Lalu ia bicara. Ia hanya ingin tahu apakah aku menerima ajakan yang sama jika berasal dari wanita lain yang menjalin hubungan denganku. Kujawab, “Tentu saja.” Ia melanjutkan, dirinya bertanya-tanya apakah mencintaiku dan kukatakan aku tak tahu tentang itu. Satelah sunyi sebentar, ia menggumam bahwa aku aneh dan mungkin itu sebabnya ia mencintaiku, tapi suatu hari mungkin aku memuakkan untuk sebab yang sama. Aku tak berkata apapun karena tak ada yang perlu ditambahkan.  Ia tersenyum, meraih tanganku dan mengatakan ingin menikahiku. Kujawab kami akan melakukannya kapanpun ia mau.

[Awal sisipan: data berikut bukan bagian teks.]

Issue #1077, opened 2023-07-21
Add an option to skip check for a new version.


tspascoal:
## Description

It would be nice to have an option to opt out of the version check, either with an environment variable or a `--skip-version-check` option.

This would allow skiping version checks when doing repo migrations at scale.

dylan-smith:
If we do this, we should still have the CLI output the current version to make life easy for support folks looking at customer logs.

timrogers:
Can you share a bit more information on why you want to skip the version check? Is it just to remove the overhead of the HTTP request?

PR #1178, opened 2023-12-06
Fix message when `GEI_SKIP_VERSION_CHECK` is turned on

timrogers:
Whilst testing the new feature introduced in #1077 to skip the "latest version" check, I spotted that the log message we emit when the check is skipped is incorrect. This fixes it.


tspascoal (approved):
🚀

timrogers:
I just built releases and tested this end to end locally, and this is all looking good ❤️ Once the tests pass, I'll merge and cut a new release, v1.6.0.

PR #1181, opened 2023-12-06
Created `AbortMigrationResult` class and surfacing helpful errors

begonaguereca:
This is one of the [error scenarios](https://github.ghe.com/github/octoshift/issues/7842) that was noted for the Abort migration command. We are covering when a migration id is malformed.

The other scenario, covering when a migration is trying to be aborted but it's in a completed state, will require further discussion as to where the error should be surfaced. Either here or in the backend! 

- [x] Issue linked

Closes: https://github.ghe.com/github/octoshift/issues/7867


src/Octoshift/Services/GithubApi.cs
```diff
@@ -1011,6 +1011,47 @@ public virtual async Task<string> GetEnterpriseServerVersion()
...
+        {
+            query = $"{query} {{ {gql} }}",
+            variables = new
+            {
+                migrationId = migrationSourceId,
+            },
+            operationName = "abortRepositoryMigration"
+        };
+        var response = await _client.PostGraphQLAsync(url, payload);
+        var data = JObject.Parse(response);
```
begonaguereca, line 1039: here

src/Octoshift/Services/GithubApi.cs
```diff
@@ -1011,6 +1012,41 @@ public virtual async Task<string> GetEnterpriseServerVersion()
         return (string)data["installed_version"];
     }
 
+    public virtual async Task<bool> AbortMigration(string migrationId)
```
begonaguereca, line 1015: Moving up a public class

src/OctoshiftCLI.Tests/Octoshift/Services/GithubApiTests.cs
```diff
@@ -3368,12 +3368,52 @@ public async Task AbortMigration_Returns_True_On_Success()
...
+
+        var payload = new
+        {
+            query = $"{query} {{ {gql} }}",
+            variables = new
+            {
+                migrationId,
+            },
+            operationName = "abortRepositoryMigration"
+        };
```
ArinGhazarian, line 3402: there is no actual setup code here and this test will fail because of it. You need to setup the `_githubClientMock` to throw a `OctoshiftCliException` with the desired message:

```c#
_githubClientMock
    .Setup(m => m.PostGraphQLAsync(It.IsAny<string>(), It.IsAny<object>(), null))
    .ThrowsAsync(new OctoshiftCliException("Could not resolve to a node"));
```

src/OctoshiftCLI.Tests/Octoshift/Services/GithubApiTests.cs
```diff
@@ -3368,12 +3368,52 @@ public async Task AbortMigration_Returns_True_On_Success()
...
+
+        const string actualErrorResponse = $"Invalid migration id: {migrationId}";
+
+        // Act
+        await _githubApi.AbortMigration(migrationId);
```
ArinGhazarian, line 3407: This won't work here, whenever a test is testing for an exception being thrown the correct way to test is the way you did below so this like can be safely deleted it not it will throw the actual exception and the test will fail.

src/OctoshiftCLI.Tests/Octoshift/Services/GithubApiTests.cs
```diff
@@ -3368,12 +3368,52 @@ public async Task AbortMigration_Returns_True_On_Success()
...
+        {
+            query = $"{query} {{ {gql} }}",
+            variables = new
+            {
+                migrationId,
+            },
+            operationName = "abortRepositoryMigration"
+        };
+
+        const string actualErrorResponse = $"Invalid migration id: {migrationId}";
```
ArinGhazarian, line 3404: nit: this is the expected message not actual a more appropriate name would be: `expectedErrorMessage`.

ArinGhazarian (changes requested):

src/OctoshiftCLI.Tests/Octoshift/Services/GithubApiTests.cs
begonaguereca: There are [several](https://github.com/github/gh-gei/blob/142c9f8246aef888488283d11d4bc50fe938f85a/src/OctoshiftCLI.Tests/Octoshift/Services/GithubApiTests.cs#L88) of other examples in the Tests file that do this, why does it not work in this particular scenario?

src/OctoshiftCLI.Tests/Octoshift/Services/GithubApiTests.cs
```diff
@@ -3368,12 +3368,54 @@ public async Task AbortMigration_Returns_True_On_Success()
...
+
+        var payload = new
+        {
+            query = $"{query} {{ {gql} }}",
+            variables = new
+            {
+                migrationId,
+            },
+            operationName = "abortRepositoryMigration"
+        };
```
ArinGhazarian, line 3402: These lines are redundant and need to be deleted.
```suggestion
```

src/OctoshiftCLI.Tests/Octoshift/Services/GithubApiTests.cs
```diff
@@ -3368,12 +3368,54 @@ public async Task AbortMigration_Returns_True_On_Success()
...
+
+        const string expectedErrorMessage = $"Invalid migration id: {migrationId}";
+
+        // Act
+        _githubClientMock
+            .Setup(m => m.PostGraphQLAsync(It.IsAny<string>(), It.IsAny<object>(), null))
+            .ThrowsAsync(new OctoshiftCliException("Could not resolve to a node"));
+
+        // Assert
+
```
ArinGhazarian, line 3412: the `_githubClientMock` is technically still part of the arrange, in this case act and assert are both happening in the invoke like:
```suggestion
        _githubClientMock
            .Setup(m => m.PostGraphQLAsync(It.IsAny<string>(), It.IsAny<object>(), null))
            .ThrowsAsync(new OctoshiftCliException("Could not resolve to a node"));

        // Act, Assert
```

ArinGhazarian (commented):
Just a couple of quick fixes but the rest looks good. You can also change the target branch to main since this was already merged into main. I manually ran CI against this branch though --> https://github.com/github/gh-gei/actions/runs/7173936935

ArinGhazarian (approved):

 (dikutip dari Sang Pemberontak, Albert Camus)

……..
Dengan masih menggenggam sepucuk surat ditangannya, Rani berjalan keluar dari Gedung Rektorat. Berkeliling sebentar, ia bersandar di tempat duduk rindang disamping gedung megah itu. Setelah semua urusannya selesai ia ingin segera membaca surat ditangannya yang diberikan Ardi tadi di dalam gedung. Rasa ingin tahu masih bergelayut. Ia mulai membuka dan membaca…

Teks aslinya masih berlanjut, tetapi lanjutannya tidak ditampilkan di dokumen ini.